For many years, advocates for victims of childhood sexual abuse have sought to extend the applicable statute of limitations in Massachusetts, so that recovering adult victims have more time to bring civil lawsuits against their abusers.
The issue came to a head late last July, near the end of last year’s formal legislative session. The House passed a bill liberalizing the rules with a few days to go in the session. Late in afternoon, on the very last day of the legislative session, the Senate President convened a discussion on the issue. Watertown Representative John Lawn, a strong advocate for reform, had educated me about the bill, and I spoke in favor trying to find a way to act on it. The Senate President asked me to lead a further conversation to sort out the options.
In our informal working group, there was overwhelming sentiment to get something done, but in the few hours we had, we could not sort out conflicting technical opinions about how to move forward. It did appear that there were constitutional and drafting defects in the House bill, so we couldn’t just pass it as it was. We sent back to the House a simplified version, knowing that it also was imperfect. We hoped that we might be able to work out the problems in a conference committee during the months of informal sessions from August through December.
The House and Senate did convene a conference committee on which I served. Conversations continued informally and I maintained hope for a positive outcome through the fall. However, at the end of December, somehow the discussions foundered.
I have personally developed a conviction that we do need to take action on the issue. Current law requires a victim to bring a law suit by the age of 21 or within three years of when “the victim discovered or reasonably should have discovered that an emotional or psychological injury or condition was caused by said act.”
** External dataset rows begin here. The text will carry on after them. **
PR #234, opened 2016-06-29
Fix some small bugs for Masks

JakeLin:
Fix some small bugs for Circle, Polygon, and Wave masks. Also, add examples for demonstrating all masks. 

@tbaranes Could you please have a look when you have time, thanks.

simulator screen shot jun 29 2016 11 21 33 pm
simulator screen shot jun 29 2016 11 21 36 pm

### DIFF
--- a/IBAnimatable/MaskDesignable.swift
+++ b/IBAnimatable/MaskDesignable.swift
@@ -72,7 +72,8 @@ public extension MaskDesignable where Self: UIView {
     let center = CGPoint(x: bounds.width / 2.0, y: bounds.height / 2.0)
     var angle: CGFloat = -CGFloat(M_PI / 2.0)
     let angleIncrement = CGFloat(M_PI * 2.0 / Double(sides))
-    let radius = bounds.width / 2.0
+    let length = min(bounds.width, bounds.height)
+    let radius = length / 2.0
     
     path.moveToPoint(pointFrom(angle, radius: radius, offset: center))
     for _ in 1...sides - 1 {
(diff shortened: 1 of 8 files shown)


IBAnimatable/MaskDesignable.swift
```diff
@@ -191,7 +196,13 @@ public extension MaskDesignable where Self: UIView {
   
   private func maskWaveFromString(mask: String) {
     let params = retrieveMaskParameters(mask, maskName: MaskType.Wave.rawValue).componentsSeparatedByString(",")
-    if let unwrappedWidth = Float(params[1]), unwrappedOffset = Float(params[2]) where params.count == 3 {
+    
+    guard params.count == 3 else {
```
tbaranes, line 200: Not sure that is necessary, but shouldn't we able to use the wave with 1 or 2 parameters if we only need to set the direction... ? Anyway, that can be another PR.
That's comment is extendable to any masks using parameters.

tbaranes:
Awesome, that's a really nice fix 👍

IBAnimatable/MaskDesignable.swift
JakeLin, line 200: Right, will fix it, I thought `if let unwrappedWidth = Float(params[1]), unwrappedOffset = Float(params[2]) where params.count == 3` should guard it, But it didn't, and crash the app.

JakeLin, line 200: @tbaranes I have tested the other masks, they can support wrong number of parameters.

Victims of childhood sexual abuse often don’t realize the full extent of the harm done to them until decades later. And even after realizing the harm done, they often need more time to rebuild the self-esteem necessary to seek redress from their abusers. Confusion is often intrinsic to the harm caused — as abusers break fundamental boundaries for the child. In practice, the current ‘knew or should have known’ discovery rule leaves many recovering adult victims without the opportunity to have their day in court.
I have filed a bill S.633 that would give victims until the age of 55 to bring a lawsuit. The bill would be retroactive in the sense that it would apply to victims who have passed the age of 21 at the time of passage, effectively reviving claims that have expired. This goes further than the bill that the House passed last year. Representative Lawn has filed a version that goes one step further, creating a one-year window in which victims of any age can bring forward expired claims.
I’m prepared to vote for either bill and I hope that together we can build on the progress we made in the last session and get something done sooner rather than later.